▶ _DATA IN THIS EXERCISE_

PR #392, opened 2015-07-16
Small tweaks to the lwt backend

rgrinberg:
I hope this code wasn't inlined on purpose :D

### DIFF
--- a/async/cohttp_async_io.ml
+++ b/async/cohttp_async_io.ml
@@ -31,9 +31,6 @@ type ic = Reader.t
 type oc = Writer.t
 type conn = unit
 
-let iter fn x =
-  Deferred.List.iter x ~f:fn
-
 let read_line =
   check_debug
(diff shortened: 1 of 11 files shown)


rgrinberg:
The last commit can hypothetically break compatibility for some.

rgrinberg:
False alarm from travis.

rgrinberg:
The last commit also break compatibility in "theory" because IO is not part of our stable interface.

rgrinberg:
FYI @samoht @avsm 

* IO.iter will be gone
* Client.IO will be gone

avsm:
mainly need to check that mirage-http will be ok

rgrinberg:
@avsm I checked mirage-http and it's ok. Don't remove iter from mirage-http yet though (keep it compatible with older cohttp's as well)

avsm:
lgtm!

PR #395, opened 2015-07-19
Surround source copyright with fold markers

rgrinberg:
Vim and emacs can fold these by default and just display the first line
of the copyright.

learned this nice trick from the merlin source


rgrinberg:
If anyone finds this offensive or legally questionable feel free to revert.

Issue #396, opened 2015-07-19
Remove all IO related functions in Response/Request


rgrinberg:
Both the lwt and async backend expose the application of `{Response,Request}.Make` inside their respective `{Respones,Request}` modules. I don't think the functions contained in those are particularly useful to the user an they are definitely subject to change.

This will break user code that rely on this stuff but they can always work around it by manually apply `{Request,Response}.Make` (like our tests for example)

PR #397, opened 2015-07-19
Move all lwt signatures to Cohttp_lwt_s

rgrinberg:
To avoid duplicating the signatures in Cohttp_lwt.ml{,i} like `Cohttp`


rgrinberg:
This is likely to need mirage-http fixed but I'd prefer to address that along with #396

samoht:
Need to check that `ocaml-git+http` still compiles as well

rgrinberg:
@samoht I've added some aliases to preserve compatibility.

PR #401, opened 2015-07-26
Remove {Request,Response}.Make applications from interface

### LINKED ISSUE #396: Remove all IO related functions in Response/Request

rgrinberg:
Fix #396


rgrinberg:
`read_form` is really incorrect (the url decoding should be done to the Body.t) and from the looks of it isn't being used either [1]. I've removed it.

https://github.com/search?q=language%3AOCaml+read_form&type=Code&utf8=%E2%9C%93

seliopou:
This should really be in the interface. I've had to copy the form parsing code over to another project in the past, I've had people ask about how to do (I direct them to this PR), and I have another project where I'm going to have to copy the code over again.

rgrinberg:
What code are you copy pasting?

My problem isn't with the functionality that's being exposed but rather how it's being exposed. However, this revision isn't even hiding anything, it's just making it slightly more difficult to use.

--

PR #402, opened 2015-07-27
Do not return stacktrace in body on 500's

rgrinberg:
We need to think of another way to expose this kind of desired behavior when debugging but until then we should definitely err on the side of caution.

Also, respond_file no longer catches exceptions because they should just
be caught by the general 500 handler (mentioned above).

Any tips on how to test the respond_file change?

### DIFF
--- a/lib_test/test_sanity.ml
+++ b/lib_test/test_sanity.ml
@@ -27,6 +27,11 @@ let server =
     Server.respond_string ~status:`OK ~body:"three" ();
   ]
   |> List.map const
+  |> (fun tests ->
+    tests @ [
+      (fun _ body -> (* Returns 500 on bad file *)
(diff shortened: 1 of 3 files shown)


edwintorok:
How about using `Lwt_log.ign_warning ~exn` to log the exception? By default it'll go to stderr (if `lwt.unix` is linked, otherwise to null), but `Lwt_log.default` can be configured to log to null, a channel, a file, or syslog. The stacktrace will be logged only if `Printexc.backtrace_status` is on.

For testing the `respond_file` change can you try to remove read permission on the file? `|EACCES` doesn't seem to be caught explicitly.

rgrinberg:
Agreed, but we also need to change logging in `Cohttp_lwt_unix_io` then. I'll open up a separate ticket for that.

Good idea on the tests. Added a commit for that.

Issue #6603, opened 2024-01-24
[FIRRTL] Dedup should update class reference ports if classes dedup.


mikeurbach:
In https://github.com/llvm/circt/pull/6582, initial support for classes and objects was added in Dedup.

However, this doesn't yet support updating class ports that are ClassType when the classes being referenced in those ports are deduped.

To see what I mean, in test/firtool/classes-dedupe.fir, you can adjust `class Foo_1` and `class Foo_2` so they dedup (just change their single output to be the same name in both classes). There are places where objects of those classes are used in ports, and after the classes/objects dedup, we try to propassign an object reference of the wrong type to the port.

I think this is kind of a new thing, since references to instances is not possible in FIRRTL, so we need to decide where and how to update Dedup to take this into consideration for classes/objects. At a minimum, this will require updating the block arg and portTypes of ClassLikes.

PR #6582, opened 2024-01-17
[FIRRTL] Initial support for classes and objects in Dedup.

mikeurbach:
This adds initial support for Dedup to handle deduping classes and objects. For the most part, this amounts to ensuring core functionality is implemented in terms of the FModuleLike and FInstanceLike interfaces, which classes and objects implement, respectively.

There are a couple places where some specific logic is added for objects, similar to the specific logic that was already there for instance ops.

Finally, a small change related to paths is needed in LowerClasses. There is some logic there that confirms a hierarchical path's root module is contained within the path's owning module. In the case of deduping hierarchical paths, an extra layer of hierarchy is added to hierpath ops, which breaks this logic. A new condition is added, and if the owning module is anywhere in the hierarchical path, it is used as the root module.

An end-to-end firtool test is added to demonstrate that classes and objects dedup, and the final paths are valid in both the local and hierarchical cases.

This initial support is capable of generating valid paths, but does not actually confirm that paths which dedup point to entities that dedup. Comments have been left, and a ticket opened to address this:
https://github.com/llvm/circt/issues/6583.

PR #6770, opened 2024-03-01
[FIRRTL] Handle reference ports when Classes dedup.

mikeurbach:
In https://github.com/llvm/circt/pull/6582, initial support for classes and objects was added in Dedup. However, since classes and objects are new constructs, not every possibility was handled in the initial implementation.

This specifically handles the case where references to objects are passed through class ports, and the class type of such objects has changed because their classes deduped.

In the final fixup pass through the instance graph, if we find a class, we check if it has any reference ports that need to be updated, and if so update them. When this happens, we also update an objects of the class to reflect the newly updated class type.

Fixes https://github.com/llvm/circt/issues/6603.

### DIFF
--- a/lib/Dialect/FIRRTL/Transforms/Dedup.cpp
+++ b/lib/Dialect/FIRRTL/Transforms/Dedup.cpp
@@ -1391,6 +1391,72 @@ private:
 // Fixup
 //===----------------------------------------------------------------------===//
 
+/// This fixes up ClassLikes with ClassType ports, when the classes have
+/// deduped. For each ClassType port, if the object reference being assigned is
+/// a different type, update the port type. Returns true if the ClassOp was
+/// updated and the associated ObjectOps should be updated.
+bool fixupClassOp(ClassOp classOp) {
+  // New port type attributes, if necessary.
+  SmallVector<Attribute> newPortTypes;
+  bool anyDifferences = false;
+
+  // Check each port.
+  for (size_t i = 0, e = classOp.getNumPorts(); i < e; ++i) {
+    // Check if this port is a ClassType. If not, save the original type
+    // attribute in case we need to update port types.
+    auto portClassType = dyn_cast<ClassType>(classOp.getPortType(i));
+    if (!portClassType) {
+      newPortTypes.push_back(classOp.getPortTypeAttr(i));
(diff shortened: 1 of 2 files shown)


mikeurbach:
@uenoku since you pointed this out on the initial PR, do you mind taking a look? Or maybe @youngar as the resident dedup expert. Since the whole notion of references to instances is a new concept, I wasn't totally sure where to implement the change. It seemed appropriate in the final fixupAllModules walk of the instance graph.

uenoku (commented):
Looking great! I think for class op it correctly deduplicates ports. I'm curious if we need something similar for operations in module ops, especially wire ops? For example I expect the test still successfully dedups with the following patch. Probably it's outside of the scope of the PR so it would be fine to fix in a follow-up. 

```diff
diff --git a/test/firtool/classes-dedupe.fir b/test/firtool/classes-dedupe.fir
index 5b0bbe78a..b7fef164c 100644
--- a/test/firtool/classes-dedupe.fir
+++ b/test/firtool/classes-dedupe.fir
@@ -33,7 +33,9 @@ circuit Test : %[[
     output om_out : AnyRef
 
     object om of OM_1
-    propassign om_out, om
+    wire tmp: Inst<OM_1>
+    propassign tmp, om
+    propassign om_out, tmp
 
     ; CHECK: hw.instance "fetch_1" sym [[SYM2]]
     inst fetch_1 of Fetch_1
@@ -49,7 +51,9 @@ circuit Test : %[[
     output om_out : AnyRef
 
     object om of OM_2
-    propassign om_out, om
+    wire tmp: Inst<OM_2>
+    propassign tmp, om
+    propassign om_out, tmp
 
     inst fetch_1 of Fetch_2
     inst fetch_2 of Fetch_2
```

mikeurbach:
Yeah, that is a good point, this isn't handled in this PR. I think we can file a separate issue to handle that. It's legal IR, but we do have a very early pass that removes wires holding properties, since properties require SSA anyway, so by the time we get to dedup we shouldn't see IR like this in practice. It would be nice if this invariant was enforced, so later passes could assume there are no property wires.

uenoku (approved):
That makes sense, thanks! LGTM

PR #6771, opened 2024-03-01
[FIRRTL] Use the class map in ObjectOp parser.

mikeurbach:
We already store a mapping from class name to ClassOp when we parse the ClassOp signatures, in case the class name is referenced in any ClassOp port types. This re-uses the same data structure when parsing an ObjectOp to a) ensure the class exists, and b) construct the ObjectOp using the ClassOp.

▶ _WORK REQUEST_
Send back exactly the lines of the listing above starting at the one with "PR #392, opened 2015-07-16" and ending at the one with "Both the lwt", inclusive, and no others.

▶ _RESULT FOR THIS EXERCISE_
PR #392, opened 2015-07-16
Small tweaks to the lwt backend

rgrinberg:
I hope this code wasn't inlined on purpose :D

### DIFF
--- a/async/cohttp_async_io.ml
+++ b/async/cohttp_async_io.ml
@@ -31,9 +31,6 @@ type ic = Reader.t
 type oc = Writer.t
 type conn = unit
 
-let iter fn x =
-  Deferred.List.iter x ~f:fn
-
 let read_line =
   check_debug
(diff shortened: 1 of 11 files shown)


rgrinberg:
The last commit can hypothetically break compatibility for some.

rgrinberg:
False alarm from travis.

rgrinberg:
The last commit also break compatibility in "theory" because IO is not part of our stable interface.

rgrinberg:
FYI @samoht @avsm 

* IO.iter will be gone
* Client.IO will be gone

avsm:
mainly need to check that mirage-http will be ok

rgrinberg:
@avsm I checked mirage-http and it's ok. Don't remove iter from mirage-http yet though (keep it compatible with older cohttp's as well)

avsm:
lgtm!

PR #395, opened 2015-07-19
Surround source copyright with fold markers

rgrinberg:
Vim and emacs can fold these by default and just display the first line
of the copyright.

learned this nice trick from the merlin source


rgrinberg:
If anyone finds this offensive or legally questionable feel free to revert.

Issue #396, opened 2015-07-19
Remove all IO related functions in Response/Request


rgrinberg:
Both the lwt and async backend expose the application of `{Response,Request}.Make` inside their respective `{Respones,Request}` modules. I don't think the functions contained in those are particularly useful to the user an they are definitely subject to change.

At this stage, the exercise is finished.